I finished my speech around 5:00. I knew he wouldn't be down until at least 8:00 and the tension was killing me. Somehow, somehow I fell asleep. I don't know what I would have done had I not passed out. That time needed to move and if I hadn't passed out, I very well might have run away. I considered packing a bag, I thought I would need it even if I managed to give my speech. Around 8:30, he finally came down. I was sitting on my bed, calmly waiting for him.
He sat in my desk chair and said, "James, we need to talk." I said, "I know. I wrote a speech." He smirked. "Well, by all means, let's hear it." Slowly, I began my speech. It was about 7 or 8 index cards long and I didn't even say the words "Because I think I'm gay," until card 5. Getting to card 5 was extremely hard. I needed a good few minutes to literally get those words out. I often wonder how they would have come out if I was delivering them into kind eyes, not ones of ice. Anyway, to his credit, he let me finish my entire speech before beginning.
"James, I knew exactly what you were going to say. I looked through your computer and found all of your, eh, nasty surprises. I know that you've been sneaking online behind my back and that you've disrespected me and my rules. I know that you've been encouraging this evil inside of you and I will not allow that in my house. You have severely broken my trust and I'm not even sure how I can allow you to remain here. You are in a state of severe mortal sin and if you were to die right now, you would be burning in Hell.
"This is what is going to happen. Your computer is gone, you lost the rights to that for good. If you had any friends or weekend activities, you would be banned from those as well. As it is, I am only going to allow you to work one day a week. You shouldn't be leaving this house and be exposed to dangerous influences. No more phone calls and you are only allowed to watch television that I approve of.

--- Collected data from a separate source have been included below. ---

PR #2831, opened 2019-10-09
Revert "[WIP] Removed fast copy funcs from ps_point and dependents"

SteveBronder:
Reverts stan-dev/stan#2828

Michael merged it a bit too early and I had a small bug in the code


SteveBronder:
Tbh I think it would be easier if I make a new PR with that hotfix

"We will certainly have to figure out the matter of your college education now, but this is a discussion for another night. I certainly feel a share of the responsibility for allowing this to happen to you. If I had been a more assertive father with getting you to explore more masculine outlets, you might have been spared from this. Therefore, I consider it to be partly my responsibility to fix this. There are a number of men and women out there who have felt urges like you and who have faced those urges head on and beat them. I am going to find someone to help you through this and you are going to overcome that.

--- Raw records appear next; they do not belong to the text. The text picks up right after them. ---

Issue #2789, opened 2019-07-10
Step size adaptation targets wrong optimality criterion


betanalpha:
#### Summary:

The step size adaptation targets a suboptimal "acceptance statistic".

#### Description:

The requisite reading for what’s going on is https://arxiv.org/abs/1411.6669.   There we showed that in the original Hybrid Monte Carlo scheme, where the numerical Hamiltonian trajectory is used as a Metropolis proposal, the optimal step size is the one that yields an average Metropolis acceptance probability of 0.8.  Both NUTS and the current implementation of Hamiltonian Monte Carlo used in Stan, however, are not Hybrid Monte Carlo schemes. Instead they sample from an entire trajectory whose length is grown dynamically around the initial point. Because of that the above analysis isn’t immediately applicable.

In order to use the above step size optimization criterion analysis one has to come up with an "acceptance statistic" that acts as a proxy for the Metropolis acceptance probability (incidentally this is which is why it’s called “accept_stat” and not “accept_prob” in the sampler parameters). The current version of Stan pretends that each point in a given numerical trajectory could have been a Metropolis proposal and averages over the corresponding Metropolis acceptance probabilities uniformly.

We do not, however, sample states within a numerical trajectory uniformly in the algorithm. Instead we sample them based on their weights, e^{-H(q, p)}. By weighting the hypothetical Metropolis acceptance probabilities uniformly we over emphasize those states that are unlikely to be chosen, and end up with a conservative proxy acceptance statistic.

#### Current Version:
v2.19.1

PR #2836, opened 2019-10-11
Feature/2789 improved stepsize adapt target

betanalpha:
#### Submission Checklist

# Summary

Addresses #2789 by updating the acceptance statistic used in the step size adaptation.

# Intended Effect

Yields more effective samples per gradient evaluation for models with dimensions more than O(10). Exact threshold depends on correlations in the target density.

This new branch considers each state as a proxy proposal but weights the corresponding acceptance probabilities by the state weight, e^{-H(q, p)}. In this way those states that are likely to be chosen have a greater influence on the proxy acceptance statistic, and any state with vanishing weight is not considered at all. This will always lead to a higher proxy acceptance stat for a given step size, which will cause the adaptation to push toward higher step sizes and, for a fixed integration time, cheaper numerical trajectories.

# How to Verify

Compare effective sample size per gradient evaluation against develop.

See also the suite of test results in the report attached to https://discourse.mc-stan.org/t/request-for-volunteers-to-test-adaptation-tweak/9532/53.

# Side Effects

Pushing the step size to larger values makes the generalized No-U-Turn criterion less accurate. Combined with the multiplicative trajectory expansion this can result in a heavy tail of longer numerical trajectories, especially in lower dimensions.

# Documentation

Inline.

# Copyright and Licensing

Please list the copyright holder for the work you are submitting (this will be you or your assignee, such as a university or company): Michael Betancourt

Code: BSD 3-clause (https://opensource.org/licenses/BSD-3-Clause)
Documentation: CC-BY 4.0 (https://creativecommons.org/licenses/by/4.0/)


betanalpha:
Verified no compromise in sampler accuracy on 1e7 iteration long chains targeting 50 dim iid unit normal, 50 dim iid unit Cauchy (unit_e, checking probability between -1 and 1), and lower dim correlated normal (checking means, variances, and correlations). Everything looks good, complementing the performance improvement tests already run.

@seantalts I’m going to approve this as algo lead, can you give it a formal approval to let me merge it?  Thanks.

seantalts:
You're lucky it's only 5:33pm Anywhere on Earth: https://www.timeanddate.com/time/zones/aoe :P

"In the meantime, I am never to hear you speak the word 'gay' again. Gay is a term which applies to a more political nature, a political attitude that you want nothing to do with. You are suffering from homosexual urges, nothing more. You are not gay. Now, the only matter left for tonight is what I am going to tell your mother."
It took a minute for this to sink in. "You, you don't have to tell her anything." He smiled at me. "Now, what kind of a husband would I be if I didn't?"

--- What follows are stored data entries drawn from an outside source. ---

PR #2845, opened 2019-11-04
[WIP] Inline mcmc methods and a few other cleanups

SteveBronder:
#### Submission Checklist

#### Summary

I'm going through in another PR and using the `require_*` metaprogramming stuff to clean things up. Before I touch any of the mcmc things I wanted to clean the things below up first. There's a couple smallish things here which touch a lot of the `mcmc` stuff

1. A lot of the functions in `mcmc` are inline candidates so I went through and made everything `inline`

2. Instead of declaring defaults during the constructor 

```cpp
base_adapter() : adapt_flag_(false) {}
```

We remove that and use the braced default initialization scheme

```cpp
bool adapt_flag_{false};
```

3. If a destructor is declared in a class, we also declare the move and copy assignments and constructors ala

```cpp
  ~base_mcmc() = default;
  base_mcmc(const base_mcmc& other) = default;
  base_mcmc(base_mcmc&& other) = default;
  base_mcmc& operator=(const base_mcmc&) = default;
  base_mcmc& operator=(base_mcmc&&) = default;
```

4. Make const correct setters and getters for class methods that access or manipulate member values

```cpp
  // accessor
  inline const std::string& param_name(int j) const { return param_names_(j); }
  // mutator
  inline std::string& param_name(int j) { return param_names_(j); }
```

In the same vein, I removed the a lot of the `set_` and get methods such as for `max_num_fixed_point`. `max_num_fixed_point` was defined as

```cpp
  void set_max_num_fixed_point(int n) {
    if (n > 0)
      this->max_num_fixed_point_ = n;
  }
```

Which seems odd. If n <= 0 is bad then shouldn't this throw a warning or error? I opted to just remove it and make a standard accessor and mutator

```cpp
  inline int& max_num_fixed_point() { return this->max_num_fixed_point_; }
  inline const int max_num_fixed_point() const { return this->max_num_fixed_point_; }
```

I did the above for a lot of the set and get methods in mcmc. So now things like `get_mu()` and `set_mu()` just use `mu()` ala

```cpp
// access
auto val = thing.mu()
// mutate
thing.mu() = 12;
```

5. Not really sure why but we were calling the `operator=` for ps_point explicitly in base_hmc, I just change that so it's

```cpp
      this->z_ = z_init; 
```

6. I _h8_ in/out params. The devils params as I personally call them. I fixed `complete_adaptation()` and `learn_stepsize()` so they do a return instead of an in/out

```cpp
this->stepsize_adaptation_.complete_adaptation(this->nom_epsilon_);
```
becomes
```cpp
this->nom_epsilon_ = this->stepsize_adaptation_.complete_adaptation();
```

#### Intended Effect

Just a cleanup

#### How to Verify

Running base tests, open to adding any additional tests if anyone things we need them from this PR

#### Side Effects

There should be no unintended side effects. Perhaps better inlining

#### Documentation

While I'm cleaning these up should I start writing docs or should that go in a separate PR?

#### Copyright and Licensing

### DIFF
--- a/src/stan/command/stanc_helper.hpp
+++ b/src/stan/command/stanc_helper.hpp
@@ -333,7 +333,9 @@ inline int stanc_helper(int argc, const char* argv[], std::ostream* out_stream,
         out.close();
         break;
       }
-      default: { assert(false); }
+      default: {
+        assert(false);
+      }
     }
 
     if (!valid_input) {
--- a/src/stan/command/stanc_helper.hpp
+++ b/src/stan/command/stanc_helper.hpp
@@ -333,9 +333,7 @@ inline int stanc_helper(int argc, const char* argv[], std::ostream* out_stream,
         out.close();
         break;
       }
-      default: {
-        assert(false);
-      }
+      default: { assert(false); }
     }
 
     if (!valid_input) {
--- a/src/stan/lang/ast/fun/returns_type_vis_def.hpp
+++ b/src/stan/lang/ast/fun/returns_type_vis_def.hpp
@@ -56,10 +56,9 @@ bool returns_type_vis::operator()(const no_op_statement& st) const {
 bool returns_type_vis::operator()(const statements& st) const {
   // last statement in sequence must return type
   if (st.statements_.size() == 0) {
-    error_msgs_
-        << ("Expecting return, found"
-            " statement sequence with empty body.")
-        << std::endl;
+    error_msgs_ << ("Expecting return, found"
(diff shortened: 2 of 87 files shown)


bob-carpenter:
I can review this when it's passing tests.

SteveBronder:
ty! I'll ping you when it's ready for review. I still have to add docs to some things I added

SteveBronder:
Actually I think I'm going to break this up into multiple PRs because there's a ton of very teeny changes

As much as it breaks my heart to say this now, I knew that her knowing this would break her heart then. I looked at him, I looked at Pat, pleading with my eyes for him to not say anything. He stood up. "I wouldn't recommend coming upstairs again tonight." He left the room.
I sat there in stunned silence. A few minutes later, I heard a plate fall to the floor and shatter.
It took her a week to be able to look at me.